Brief -
Copy out each line of the data holding "tkcirc".
● ● ● ●
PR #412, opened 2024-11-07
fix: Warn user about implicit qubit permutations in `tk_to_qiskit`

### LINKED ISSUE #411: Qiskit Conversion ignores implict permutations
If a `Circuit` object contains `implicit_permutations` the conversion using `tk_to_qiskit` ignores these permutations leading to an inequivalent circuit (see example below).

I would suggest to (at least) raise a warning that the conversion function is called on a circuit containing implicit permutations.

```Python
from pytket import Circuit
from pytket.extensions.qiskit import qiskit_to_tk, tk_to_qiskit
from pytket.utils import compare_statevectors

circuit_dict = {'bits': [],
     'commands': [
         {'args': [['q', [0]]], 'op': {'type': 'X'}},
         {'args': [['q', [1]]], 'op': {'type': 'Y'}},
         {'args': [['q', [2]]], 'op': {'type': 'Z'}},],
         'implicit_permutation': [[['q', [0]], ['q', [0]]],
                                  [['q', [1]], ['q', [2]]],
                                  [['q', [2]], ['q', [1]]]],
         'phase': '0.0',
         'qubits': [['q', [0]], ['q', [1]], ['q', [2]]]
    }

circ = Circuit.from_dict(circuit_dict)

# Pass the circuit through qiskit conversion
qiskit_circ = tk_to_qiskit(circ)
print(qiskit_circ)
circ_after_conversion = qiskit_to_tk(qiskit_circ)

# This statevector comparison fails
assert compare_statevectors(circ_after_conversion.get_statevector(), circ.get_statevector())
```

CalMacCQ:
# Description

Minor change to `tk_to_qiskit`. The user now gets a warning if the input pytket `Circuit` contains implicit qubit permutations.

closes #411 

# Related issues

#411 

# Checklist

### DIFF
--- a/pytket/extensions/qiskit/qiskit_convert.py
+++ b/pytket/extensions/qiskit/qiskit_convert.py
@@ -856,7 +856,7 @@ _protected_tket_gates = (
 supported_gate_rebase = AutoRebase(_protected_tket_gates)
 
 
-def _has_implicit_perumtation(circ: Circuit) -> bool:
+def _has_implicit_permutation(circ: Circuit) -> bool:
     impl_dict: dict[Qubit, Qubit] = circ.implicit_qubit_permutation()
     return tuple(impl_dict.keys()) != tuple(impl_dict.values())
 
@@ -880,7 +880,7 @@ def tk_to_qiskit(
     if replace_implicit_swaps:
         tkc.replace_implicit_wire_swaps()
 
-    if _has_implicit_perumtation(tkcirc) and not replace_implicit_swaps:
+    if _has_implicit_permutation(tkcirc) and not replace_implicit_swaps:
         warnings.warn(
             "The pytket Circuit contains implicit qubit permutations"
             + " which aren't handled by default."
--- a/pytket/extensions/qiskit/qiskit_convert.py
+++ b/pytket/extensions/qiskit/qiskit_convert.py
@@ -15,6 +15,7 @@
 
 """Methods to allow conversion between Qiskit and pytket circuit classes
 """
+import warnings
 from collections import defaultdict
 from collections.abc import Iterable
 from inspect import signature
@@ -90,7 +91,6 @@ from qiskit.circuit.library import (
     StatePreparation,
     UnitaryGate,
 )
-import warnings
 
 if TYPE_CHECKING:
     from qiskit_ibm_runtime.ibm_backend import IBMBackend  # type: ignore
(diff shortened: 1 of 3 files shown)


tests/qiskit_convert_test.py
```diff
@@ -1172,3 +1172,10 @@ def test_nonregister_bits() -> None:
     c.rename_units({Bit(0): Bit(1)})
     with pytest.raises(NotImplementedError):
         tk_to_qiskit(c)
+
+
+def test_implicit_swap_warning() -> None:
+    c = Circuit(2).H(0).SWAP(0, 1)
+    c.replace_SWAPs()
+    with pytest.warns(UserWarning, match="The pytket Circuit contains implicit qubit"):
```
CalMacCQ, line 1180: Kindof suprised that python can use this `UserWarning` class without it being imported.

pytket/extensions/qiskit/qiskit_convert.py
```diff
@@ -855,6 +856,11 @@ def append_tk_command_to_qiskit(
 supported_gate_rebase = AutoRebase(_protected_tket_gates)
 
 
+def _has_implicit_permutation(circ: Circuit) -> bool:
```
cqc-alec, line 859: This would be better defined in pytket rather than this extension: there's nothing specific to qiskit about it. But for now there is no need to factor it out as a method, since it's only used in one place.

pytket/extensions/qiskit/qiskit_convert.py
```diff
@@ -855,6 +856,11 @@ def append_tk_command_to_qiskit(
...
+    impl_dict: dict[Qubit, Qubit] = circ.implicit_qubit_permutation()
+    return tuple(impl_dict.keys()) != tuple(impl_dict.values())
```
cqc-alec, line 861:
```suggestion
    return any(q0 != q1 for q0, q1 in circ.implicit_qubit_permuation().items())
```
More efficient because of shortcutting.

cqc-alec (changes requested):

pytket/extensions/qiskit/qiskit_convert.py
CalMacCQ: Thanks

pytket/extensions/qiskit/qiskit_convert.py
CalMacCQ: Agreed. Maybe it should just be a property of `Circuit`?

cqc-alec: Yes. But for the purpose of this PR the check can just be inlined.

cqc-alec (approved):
● ● ● ●
Reply to the task -
-    if _has_implicit_perumtation(tkcirc) and not replace_implicit_swaps:
+    if _has_implicit_permutation(tkcirc) and not replace_implicit_swaps:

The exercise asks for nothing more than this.